Please set down the records below exactly as they appear.

----------

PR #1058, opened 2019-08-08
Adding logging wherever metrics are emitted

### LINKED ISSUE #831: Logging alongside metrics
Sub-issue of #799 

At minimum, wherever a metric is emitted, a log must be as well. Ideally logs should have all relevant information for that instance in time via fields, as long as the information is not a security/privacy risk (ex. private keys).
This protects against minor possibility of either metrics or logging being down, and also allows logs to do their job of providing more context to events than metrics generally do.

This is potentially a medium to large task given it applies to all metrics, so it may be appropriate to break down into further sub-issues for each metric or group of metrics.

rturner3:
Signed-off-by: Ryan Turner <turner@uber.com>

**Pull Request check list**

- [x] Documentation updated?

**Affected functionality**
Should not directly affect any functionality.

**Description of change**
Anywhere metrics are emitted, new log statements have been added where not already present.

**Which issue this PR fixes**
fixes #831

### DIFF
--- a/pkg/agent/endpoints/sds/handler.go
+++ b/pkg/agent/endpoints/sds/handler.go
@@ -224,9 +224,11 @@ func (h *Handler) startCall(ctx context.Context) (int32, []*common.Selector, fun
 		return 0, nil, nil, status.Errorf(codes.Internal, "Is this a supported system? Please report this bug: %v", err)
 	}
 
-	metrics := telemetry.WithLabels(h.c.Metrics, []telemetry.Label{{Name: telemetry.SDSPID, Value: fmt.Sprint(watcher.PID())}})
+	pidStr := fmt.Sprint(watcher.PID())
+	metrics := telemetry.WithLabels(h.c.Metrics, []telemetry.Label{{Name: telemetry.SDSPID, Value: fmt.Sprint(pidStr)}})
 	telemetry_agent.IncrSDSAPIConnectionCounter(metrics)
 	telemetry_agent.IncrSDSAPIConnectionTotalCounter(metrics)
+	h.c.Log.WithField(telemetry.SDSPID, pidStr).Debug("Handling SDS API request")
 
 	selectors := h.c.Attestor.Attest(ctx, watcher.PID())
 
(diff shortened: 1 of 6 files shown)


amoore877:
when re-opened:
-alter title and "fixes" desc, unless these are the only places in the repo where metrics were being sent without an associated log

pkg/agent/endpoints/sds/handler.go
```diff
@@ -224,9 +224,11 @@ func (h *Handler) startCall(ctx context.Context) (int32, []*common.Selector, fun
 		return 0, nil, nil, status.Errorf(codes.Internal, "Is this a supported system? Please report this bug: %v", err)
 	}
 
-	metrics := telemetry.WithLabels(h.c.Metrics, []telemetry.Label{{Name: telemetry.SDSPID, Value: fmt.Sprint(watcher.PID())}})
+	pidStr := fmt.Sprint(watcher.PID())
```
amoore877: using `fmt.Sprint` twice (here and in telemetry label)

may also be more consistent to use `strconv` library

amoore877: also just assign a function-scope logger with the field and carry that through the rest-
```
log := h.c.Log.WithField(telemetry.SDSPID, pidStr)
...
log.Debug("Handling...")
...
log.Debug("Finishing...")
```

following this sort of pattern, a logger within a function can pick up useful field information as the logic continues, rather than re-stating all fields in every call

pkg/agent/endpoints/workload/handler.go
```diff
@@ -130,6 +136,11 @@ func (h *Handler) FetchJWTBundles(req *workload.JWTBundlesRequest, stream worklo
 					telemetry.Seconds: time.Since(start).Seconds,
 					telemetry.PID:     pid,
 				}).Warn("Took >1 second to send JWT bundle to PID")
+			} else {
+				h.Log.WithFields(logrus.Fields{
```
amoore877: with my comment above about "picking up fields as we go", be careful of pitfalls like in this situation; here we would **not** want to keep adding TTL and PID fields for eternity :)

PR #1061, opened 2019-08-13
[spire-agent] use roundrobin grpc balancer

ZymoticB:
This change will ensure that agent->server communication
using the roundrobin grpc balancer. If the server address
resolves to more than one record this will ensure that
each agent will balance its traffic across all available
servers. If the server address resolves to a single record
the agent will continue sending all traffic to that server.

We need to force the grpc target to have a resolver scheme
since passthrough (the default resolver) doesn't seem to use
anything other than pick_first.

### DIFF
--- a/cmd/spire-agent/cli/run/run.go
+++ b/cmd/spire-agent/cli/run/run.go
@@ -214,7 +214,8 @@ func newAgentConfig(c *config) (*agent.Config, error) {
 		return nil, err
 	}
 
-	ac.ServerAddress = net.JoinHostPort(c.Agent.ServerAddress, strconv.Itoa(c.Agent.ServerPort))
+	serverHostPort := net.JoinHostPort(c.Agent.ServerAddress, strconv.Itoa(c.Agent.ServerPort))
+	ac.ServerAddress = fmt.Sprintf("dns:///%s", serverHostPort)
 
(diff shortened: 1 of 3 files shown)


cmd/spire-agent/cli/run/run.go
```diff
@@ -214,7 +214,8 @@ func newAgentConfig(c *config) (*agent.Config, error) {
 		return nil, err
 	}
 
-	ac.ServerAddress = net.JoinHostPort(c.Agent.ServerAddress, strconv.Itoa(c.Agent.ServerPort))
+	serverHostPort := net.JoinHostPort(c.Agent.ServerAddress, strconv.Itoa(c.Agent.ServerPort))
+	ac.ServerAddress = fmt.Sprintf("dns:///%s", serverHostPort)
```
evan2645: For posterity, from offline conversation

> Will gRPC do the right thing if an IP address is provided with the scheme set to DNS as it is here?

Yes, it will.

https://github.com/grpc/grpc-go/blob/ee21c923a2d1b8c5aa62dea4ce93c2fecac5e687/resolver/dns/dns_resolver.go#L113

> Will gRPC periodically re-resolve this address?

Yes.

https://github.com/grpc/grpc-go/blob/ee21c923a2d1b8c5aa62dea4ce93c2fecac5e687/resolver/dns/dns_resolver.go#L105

----------

Result:
PR #1058, opened 2019-08-08
Adding logging wherever metrics are emitted

### LINKED ISSUE #831: Logging alongside metrics
Sub-issue of #799 

At minimum, wherever a metric is emitted, a log must be as well. Ideally logs should have all relevant information for that instance in time via fields, as long as the information is not a security/privacy risk (ex. private keys).
This protects against minor possibility of either metrics or logging being down, and also allows logs to do their job of providing more context to events than metrics generally do.

This is potentially a medium to large task given it applies to all metrics, so it may be appropriate to break down into further sub-issues for each metric or group of metrics.

rturner3:
Signed-off-by: Ryan Turner <turner@uber.com>

**Pull Request check list**

- [x] Documentation updated?

**Affected functionality**
Should not directly affect any functionality.

**Description of change**
Anywhere metrics are emitted, new log statements have been added where not already present.

**Which issue this PR fixes**
fixes #831

### DIFF
--- a/pkg/agent/endpoints/sds/handler.go
+++ b/pkg/agent/endpoints/sds/handler.go
@@ -224,9 +224,11 @@ func (h *Handler) startCall(ctx context.Context) (int32, []*common.Selector, fun
 		return 0, nil, nil, status.Errorf(codes.Internal, "Is this a supported system? Please report this bug: %v", err)
 	}
 
-	metrics := telemetry.WithLabels(h.c.Metrics, []telemetry.Label{{Name: telemetry.SDSPID, Value: fmt.Sprint(watcher.PID())}})
+	pidStr := fmt.Sprint(watcher.PID())
+	metrics := telemetry.WithLabels(h.c.Metrics, []telemetry.Label{{Name: telemetry.SDSPID, Value: fmt.Sprint(pidStr)}})
 	telemetry_agent.IncrSDSAPIConnectionCounter(metrics)
 	telemetry_agent.IncrSDSAPIConnectionTotalCounter(metrics)
+	h.c.Log.WithField(telemetry.SDSPID, pidStr).Debug("Handling SDS API request")
 
 	selectors := h.c.Attestor.Attest(ctx, watcher.PID())
 
(diff shortened: 1 of 6 files shown)


amoore877:
when re-opened:
-alter title and "fixes" desc, unless these are the only places in the repo where metrics were being sent without an associated log

pkg/agent/endpoints/sds/handler.go
```diff
@@ -224,9 +224,11 @@ func (h *Handler) startCall(ctx context.Context) (int32, []*common.Selector, fun
 		return 0, nil, nil, status.Errorf(codes.Internal, "Is this a supported system? Please report this bug: %v", err)
 	}
 
-	metrics := telemetry.WithLabels(h.c.Metrics, []telemetry.Label{{Name: telemetry.SDSPID, Value: fmt.Sprint(watcher.PID())}})
+	pidStr := fmt.Sprint(watcher.PID())
```
amoore877: using `fmt.Sprint` twice (here and in telemetry label)

may also be more consistent to use `strconv` library

amoore877: also just assign a function-scope logger with the field and carry that through the rest-
```
log := h.c.Log.WithField(telemetry.SDSPID, pidStr)
...
log.Debug("Handling...")
...
log.Debug("Finishing...")
```

following this sort of pattern, a logger within a function can pick up useful field information as the logic continues, rather than re-stating all fields in every call

pkg/agent/endpoints/workload/handler.go
```diff
@@ -130,6 +136,11 @@ func (h *Handler) FetchJWTBundles(req *workload.JWTBundlesRequest, stream worklo
 					telemetry.Seconds: time.Since(start).Seconds,
 					telemetry.PID:     pid,
 				}).Warn("Took >1 second to send JWT bundle to PID")
+			} else {
+				h.Log.WithFields(logrus.Fields{
```
amoore877: with my comment above about "picking up fields as we go", be careful of pitfalls like in this situation; here we would **not** want to keep adding TTL and PID fields for eternity :)

PR #1061, opened 2019-08-13
[spire-agent] use roundrobin grpc balancer

ZymoticB:
This change will ensure that agent->server communication
using the roundrobin grpc balancer. If the server address
resolves to more than one record this will ensure that
each agent will balance its traffic across all available
servers. If the server address resolves to a single record
the agent will continue sending all traffic to that server.

We need to force the grpc target to have a resolver scheme
since passthrough (the default resolver) doesn't seem to use
anything other than pick_first.

### DIFF
--- a/cmd/spire-agent/cli/run/run.go
+++ b/cmd/spire-agent/cli/run/run.go
@@ -214,7 +214,8 @@ func newAgentConfig(c *config) (*agent.Config, error) {
 		return nil, err
 	}
 
-	ac.ServerAddress = net.JoinHostPort(c.Agent.ServerAddress, strconv.Itoa(c.Agent.ServerPort))
+	serverHostPort := net.JoinHostPort(c.Agent.ServerAddress, strconv.Itoa(c.Agent.ServerPort))
+	ac.ServerAddress = fmt.Sprintf("dns:///%s", serverHostPort)
 
(diff shortened: 1 of 3 files shown)


cmd/spire-agent/cli/run/run.go
```diff
@@ -214,7 +214,8 @@ func newAgentConfig(c *config) (*agent.Config, error) {
 		return nil, err
 	}
 
-	ac.ServerAddress = net.JoinHostPort(c.Agent.ServerAddress, strconv.Itoa(c.Agent.ServerPort))
+	serverHostPort := net.JoinHostPort(c.Agent.ServerAddress, strconv.Itoa(c.Agent.ServerPort))
+	ac.ServerAddress = fmt.Sprintf("dns:///%s", serverHostPort)
```
evan2645: For posterity, from offline conversation

> Will gRPC do the right thing if an IP address is provided with the scheme set to DNS as it is here?

Yes, it will.

https://github.com/grpc/grpc-go/blob/ee21c923a2d1b8c5aa62dea4ce93c2fecac5e687/resolver/dns/dns_resolver.go#L113

> Will gRPC periodically re-resolve this address?

Yes.

https://github.com/grpc/grpc-go/blob/ee21c923a2d1b8c5aa62dea4ce93c2fecac5e687/resolver/dns/dns_resolver.go#L105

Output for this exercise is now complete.